Porosity Versus Depth Relationship Derived from Rock Mechanical Arguments

Erling Fjær, SINTEF Petroleum Research, and NTNU, Trondheim, NO-7465, Norway, phone: 479-281-5142, erling.fjar@iku.sintef.no, Ane Elisabet Lothe, Basin Modelling Department, SINTEF Petroleum Research, S.P. Andersensv 15B, Trondheim, 7465, Norway, and Øyvind Sylta, Migris AS, Trondheim, NO-7000, Norway.

During formation of sedimentary rocks, the porosity is gradually reduced as a result of the increasing weight of the overburden. Prior to diagenetic processes, the porosity at a given depth depends on the rock composition – which is defined during sedimentation, as well as stress and pore pressure and rock mechanical properties – which change gradually during the burial process. The relationship between porosity and depth in a sedimentary basin has been derived on the basis of simplified assumptions about stress-paths and rock compressibility, in combination with a published empirical relation between mean grain size and sea-floor porosity and a simple assumption relating mean grain size to clay content.
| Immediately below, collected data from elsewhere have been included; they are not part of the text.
PR #5, opened 2021-09-29
add protection against replay between accounts

JoranHonig:
Hey guys, super cool project!

I really like how you use the Accounts as a mechanism to separate and deal with authentication and replay attacks! 

I think there is a slight gap left which would allow for replay attacks. The vector is not insanely significant (it only affects people that re-use keys between accounts), and the repo is still experimental, which is why I'm making this pr out in the open. (It could be cool to add a disclosure policy in the security tab so that people know when it's okay/not okay to submit bugs out in the open)

When a user creates two Accounts with the same private key, then the signatures valid for one, will also be valid for the other. 

I think it's possible to harden the implementation by adding the address of the account to the message being signed. Unfortunately this isn't super easy with the current starknet interfaces. In this pr I've drafted a potential solution that creates a kind of "self()" precompile/library contract.

Lmk what you think!

### DIFF
--- a/contracts/Account.cairo
+++ b/contracts/Account.cairo
@@ -8,6 +8,22 @@ from starkware.cairo.common.cairo_builtins import HashBuiltin, SignatureBuiltin
 from starkware.starknet.common.syscalls import call_contract
 from starkware.starknet.common.storage import Storage
 
+# Interface and functions to deal with self
+@contract_interface
+namespace ISelf:
+    func get_self{syscall_ptr: felt*}() -> (address: felt):
+    end
+end
+
+func this{syscall_ptr: felt*}() -> (address: felt):
+    let (this) = ISelf(_self_contract.get_self()
+    return(address=this)
+end
+
+@storage_var
+func _self_contract -> (address: felt)
+end
+
 #
 # Structs
 #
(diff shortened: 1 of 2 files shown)


martriay:
Thanks for this! Definitely a valid point. I was hoping to see the problems that publickey/address decoupling could bring -- I knew it wasn't just features.

Cool hack btw, although to be honest I was hoping to see this solved at the StarkNet level.

Now that I think of it, I don't think doing the whole call -> get address thing, right? It's just a matter of checking the internal state. The only danger I see is that someone can replay the tx in another contract that has a fake address in its state, but I don't think that could be dangerous, what do you think?

JoranHonig:
> I was hoping to see the problems that publickey/address decoupling could bring -- I knew it wasn't just features.

I think that this actually improved the situation. When playing around with cairo & starknet I also built a token implementation and it had the same problem, but the impact was much worse. You could replay transactions between any token instance 🙈.

> Cool hack btw, although to be honest I was hoping to see this solved at the StarkNet level.

I completely agree! The current state of manual authentication/ replay prevention is a very big footgun.

> Now that I think of it, we don't need the whole call -> get address thing, right? It's just a matter of checking against the internal storage. The only situation I see possible is someone replaying the tx in another contract that has a fake address in its state but I don't think that should be dangerous. What do you think?

Maybe, although, couldn't you still have two Account instances with the same l1 address? (I guess it's a super weird edgecase though).

What's nice about using `call -> get address thing` is that it creates cross-instance replay mitigation decoupled from the business logic.

martriay:
> What's nice about using call -> get address thing is that it creates cross-instance replay mitigation decoupled from the business logic.

Mhh yeah but it also:

* adds code complexity with extra contract<>contract calls
* it requires an extra deployment
* just checking against storage can be trivially changed to read a `get_self_address()` function provided by starknet when it's ready

JoranHonig:
I 100% agree with all of your points 👍

martriay:
Thanks again @JoranHonig for raising this. I've implemented the naive storage check in #8.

The porosity-depth relation is tested on a set of published data (Yang and Aplin, 2004: Petroleum Geoscience, 10, 153-162). They estimated several parameters, including porosity, pore pressure and clay content, from well logs for four different wells, making use of neural network methods. Our results show a good match between the theoretical relation and the log derived porosities, even when only two free parameters (related to rock mechanical properties) are used to fit the data for all four wells. The results indicate that the parameter relationships generated by the neural network to a large extent agree with the theoretically based relations derived here. This supports the validity of the physics used to derive these relations. The relations provide a foundation for practical estimation of pore pressures and the rock mechanical parameters involved.